CBL - Campus del Baix Llobregat

Projecte llegit

Títol: Applying and investigating state-of-the-art Reinforcement Learning methods to autonomous UAV tasks in a simulated environment with view on real world transfer

Estudiants que han llegit aquest projecte:
KERSANDT, KJELL (data lectura: 06-02-2018)
Cerca aquest projecte a Bibliotècnica

Director/a: BARRADO MUXÍ, CRISTINA

Departament: DAC

Títol: Applying and investigating state-of-the-art Reinforcement Learning methods to autonomous UAV tasks in a simulated environment with view on real world transfer

Data inici oferta: 06-07-2017 Data finalització oferta: 06-03-2018

Estudis d'assignació del projecte:

Tipus: Individual

Lloc de realització: EETAC

Paraules clau:
reinforcement learning, deep learning, autonomous UAV, optimal control, neural networks, simulation

Descripció del contingut i pla d'activitats:
Airport Collaborative Decision Making (A-CDM) is based on information sharing. A better use of resources can be attained when the different stakeholders at airport operations share their more accurate and updated information. One of the main difficulties when dealing with this information sharing concept is the number of stakeholders involved and their different interest and behaviour: aircraft operators, ground handling companies, airport authority, air traffic control and the Central Flow Management Unit. It is paramount to quantify the benefit of an airport collaborative decision making strategy in order to involve all these different organisations. Simulations are required to analyse the overall system and its emerging behaviour. In this project, an agent-based simulator for A-CDM will be developed. The simulator will represent the different stakeholders involved in the A-CDM and the interactions between them during the 16 milestones defined by EUROCONTROL on its A-CDM implementation manual. This framework should allow independent gradual development of local behaviours and optimisation, and a gradual increase on complexity and fidelity on the simulations.

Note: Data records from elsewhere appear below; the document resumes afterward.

PR #105, opened 2024-05-17
New API - Post review deployment

gregmedd:
API review was completed in #99. However, that review was structured for visibility and cannot be merged directly.

This PR contains the approved API along with a buildable skeleton of the up-cpp library + tests. This aims to merge with main.

(Note: in draft state while verifying CI works still and finalizing a couple small items.)


conanfile.txt
```diff
@@ -0,0 +1,15 @@
+[requires]
+up-core-api/1.5.8
```
PLeVasseur, line 2: This is probably a good thing, as from what I've been reading, CCI tends to want to see only other Conan packages used as dependencies, not pulling in git submodules or doing git clones.

include/up-cpp/README.md
```diff
@@ -0,0 +1,33 @@
...
+* `validator/` - Functions for inspecting and validating the content of uProtocol objects
+
+## L1: Transport
+
+The abstract API in `transport/` is for sending and receiving uProtocol
+messages over a transport protocol, such as Zenoh or SOME/IP.
+
+## L2: Communication
+
+uEntities building on uProtocol will use the APIs in `communication/`.  These
```
PLeVasseur, line 25:
```suggestion
uEntities building on uProtocol will typically use the APIs in `communication/`.  These
```

?

include/up-cpp/communication/NotificationSink.h
```diff
@@ -0,0 +1,80 @@
...
+
+/// @brief Interface for uEntities to receive notifications.
+///
+/// Like all L2 client APIs, the NotificationSink is a wrapper on top of the L1
+/// UTransport API; in this instance, it provides for the notification
+/// receiving half of the notification model.
+struct NotificationSink {
+	using ListenCallback = transport::UTransport::ListenCallback;
+
+	using StatusOrSink =
```
PLeVasseur, line 35:
```suggestion
	using SinkOrStatus =
```

?

Matches the ordering of the types the `Expected` is templated over.

include/up-cpp/communication/NotificationSink.h
```diff
@@ -0,0 +1,80 @@
...
+	/// @param callback Called when a notification is received.
+	/// @param source_filter (Optional) URI to compare against notification
+	///                      sources. Only notifications that match will be
+	///                      forwarded tot he callback.
+	///
+	/// @returns
+	///    * unique_ptr to a NotificationSink if the callback was connected
+	///      successfully.
+	///    * UStatus containing an error state otherwise.
+	static StatusOrSink create(const v1::UUri& sink, ListenCallback&& callback,
```
PLeVasseur, line 55: Did this also need to take a `std::shared_ptr<transport::UTransport> transport`? I'm unclear otherwise on how to create a `NotificationSink`, given that the constructor is `protected`.

include/up-cpp/communication/NotificationSource.h
```diff
@@ -0,0 +1,75 @@
...
+/// sending half of the notification model.
+struct NotificationSource {
+	/// @brief Constructs a notification source connected to a given transport.
+	///
+	/// @post An internal UMessageBuilder will be configured based on the
+	///       provided attributes.
+	///
+	/// @param transport Transport to publish messages on.
+	/// @param sink URI of this uE. The authority and entity will be replaced
+	///             automatically with those found in the transport's default.
```
PLeVasseur, line 41: By default, do you mean [this](https://github.com/eclipse-uprotocol/up-cpp/pull/105/files#diff-a36088a3d7aefa487d703f85584902256a8d27e3daec98f6cdaa6edced6d44a6R52)?

I'm unsure of a nicer way to tie these concepts together.

include/up-cpp/communication/NotificationSource.h
```diff
@@ -0,0 +1,75 @@
...
+	/// @param sink URI of the uE notifications will be sent to.
+	/// @param payload_format (Optional) If sending a payload, this sets the
+	///                       format that will be expected when notify() is
+	///                       called. Empty response payloads can only be sent
+	///                       if this was not set.
+	/// @param priority All sent notifications will be assigned this priority.
+	/// @param ttl How long messages will be valid from the time notify() is
+	///            called.
+	NotificationSource(std::shared_ptr<transport::UTransport> transport,
+	                   const v1::UUri& source, const v1::UUri& sink,
```
PLeVasseur, line 51: I think I asked this on the other PR, but maybe forgot about it -- so does this mean for the source UUri, the only info taken from it and used is the ue_version_major and the resource_id?

It seems to be the case, but I'm just now catching up with the UUri changes.

gregmedd: Yes, I believe that is the intent. Unless there is a usecase for overriding the defaults provided by the UTransport

include/up-cpp/datamodel/builder/Payload.h
```diff
@@ -0,0 +1,159 @@
...
+#include <uprotocol/v1/uattributes.pb.h>
+
+#include <cstdint>
+#include <string>
+#include <tuple>
+#include <vector>
+
+namespace uprotocol::datamodel::builder {
+
+/// @brief Interface for preparing payloads for inclusing in a UMessage
```
PLeVasseur, line 24:
```suggestion
/// @brief Interface for preparing payloads for inclusion in a UMessage
```

?

include/up-cpp/communication/NotificationSink.h
gregmedd: Yes. Yes it does.

include/up-cpp/communication/RpcClient.h
```diff
@@ -0,0 +1,101 @@
...
+	///                       format that will be expected when invokeMethod()
+	///                       is called. Empty request payloads can only be
+	///                       sent if this was not set.
+	/// @param permission_level Permission level of this client
+	/// @param token TAP token for accessing restricted services
+	///
+	/// For guidance on the permeission_level and token parameters, see:
+	/// https://github.com/eclipse-uprotocol/up-spec/blob/main/basics/permissions.adoc
+	explicit RpcClient(std::shared_ptr<transport::UTransport> transport,
+	                   v1::UUri&& method, v1::UPriority priority,
```
PLeVasseur, line 51: What do you think about for the constructors for the uP-L2 objects taking a configuration parameter, e.g. `RpcClientConfig`?

I see the parameter list growing a bit on this one in particular growing a bit long.

Not clear if this is considered good form or not, though.

include/up-cpp/communication/RpcClient.h
```diff
@@ -0,0 +1,101 @@
...
+	                   std::optional<uint32_t> permission_level = {},
+	                   std::optional<std::string> token = {});
+
+	/// @brief as found in v1::UAttributes
+	using Commstatus = uint32_t;
+
+	/// @brief Contains either a UMessage (when successful) or a UStatus /
+	/// Commstatus when an error occurred.
+	using StatusOrMessage =
+	    utils::Expected<v1::UMessage, std::variant<v1::UStatus, Commstatus>>;
```
PLeVasseur, line 63: `UStatus` contains a `UCode`, right?

Can we have this look like:
```suggestion
	    utils::Expected<v1::UMessage, v1::UStatus>;
```
instead?

I am just thinking this could be a bit of a cognitive burden on having to check the `variant`. WDYT?

include/up-cpp/datamodel/builder/UMessage.h
```diff
@@ -0,0 +1,258 @@
...
+	/// but a builder where withId() has been called will always produce the ID
+	/// used in that call.
+	///
+	/// @note In general, use of this method represents a special case. It
+	///       does not need to be used in most scenarios as a unique
+	///       message ID will be generated automatically for every built
+	///       message.
+	///
+	/// @post This UMessageBuilder will only generate messages with their
+	///       ID set to the value passed to this method.
```
PLeVasseur, line 117: Could maybe leave a further blurb warning about this method, given that the UUID contains not only the `rand_b` portion for uniquely identifying the uE, but also contains the timestamp & counter.

Just trying to think of more flashing neon signs to put above this function say -- "hey you probably didn't mean to use this!"

include/up-cpp/datamodel/validator/Uuid.h
```diff
@@ -0,0 +1,120 @@
...
+// @brief Collection of functions for validating and inspecting UUIDs.
+namespace uprotocol::datamodel::validator::uuid {
+
+enum class Reason {
+	/// @brief The UUID could not be interpreted as a uP v8 UUID
+	WRONG_VERSION,
+	/// @brief The UUID variant is not a supported variant
+	UNSUPPORTED_VARIANT,
+	/// @brief The time in the UUID is in the future
+	FROM_THE_FUTURE,
```
PLeVasseur, line 32: :sunglasses:

test/coverage/communication/NotificationSinkTest.cpp
PLeVasseur, line 1: Loving that you set up all the test fixtures and test files! :heart:

include/up-cpp/README.md
gregmedd: 99.9% of them, but it's a fair point

include/up-cpp/communication/NotificationSource.h
gregmedd: Yes, but more specifically [getDefaultSource()](https://github.com/eclipse-uprotocol/up-cpp/pull/105/files#diff-a36088a3d7aefa487d703f85584902256a8d27e3daec98f6cdaa6edced6d44a6R119)

include/up-cpp/communication/RpcClient.h
gregmedd: I have mixed feelings on it. Most likely it'll turn a call like this:
```
RpcClient foo(transport, methodUri, UPRIORITY_CS4, 100ms);
```
and turn it into this:
```
RpcClient foo({.transport=transport, .method=methodUri, .priority=UPRIORITY_CS4, .ttl=100ms});
```
I'm not sure that significantly improves readability in this case.

include/up-cpp/communication/RpcClient.h
gregmedd: commstatus is not defined as a UCode. It's just an arbitrary uint32

gregmedd: :neutral_face: 

It changed.

gregmedd: TBH I'm not sure why commstatus isn't just a whole UStatus. The non-enum fields are all optional, so it wouldn't significantly increase message sizes.

In any case, I'm going to go change that now :confused:

gregmedd: I'm actually still going to keep the types a little separate so it is possible to tell the difference between a status returned locally and a status received in a message. But it'll be a v1::UStatus and a v1::UCode now.

include/up-cpp/datamodel/builder/UMessage.h
gregmedd: I'm thinking it might be safer to just remove. The message builder will be inserting valid ones automatically, and if there is a need to replace them (e.g. for testing or for message playback), that can be done after calling build()

include/up-cpp/communication/RpcClient.h
PLeVasseur: > :neutral_face: 
> 
> It changed.

Caught me off guard too when I went looking 😅

include/up-cpp/communication/RpcClient.h
PLeVasseur: Ah I see what you mean. Fair point.

gregmedd:
The API has already been reviewed and approved in PR #99. I'm going to go ahead and merge this so that implementation work can start.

Overview (resum en anglès):
Deep Reinforcement Learning (DRL) is attracting increasing interest due to its ability to learn how to solve complex tasks in an unknown environment solely by gathering experience. In this thesis, we investigate the use of DRL methods on the vision-based control of an autonomous quadcopter within a simulated environment. More specifically we employ an algorithm called Deep Q-network and two extensions involving the concept of Double Q-learning and Dueling Architecture. To evaluate the algorithms, we create a challenging task that concern obstacle avoidance and goal position reaching. Due to the lack of available tools that would combine the simulation of drones and the accessibility of DRL methods, we contribute AirGym as a framework that offers a convenient implementation of our task an these of following researchers. The results of the study support the idea of full control of an autonomous drone through DRL methods since we achieved an 80% success rate in solving the task under a near human-level of performance. This achievement is enhanced by considering the relatively short training time and the identification of further improvements.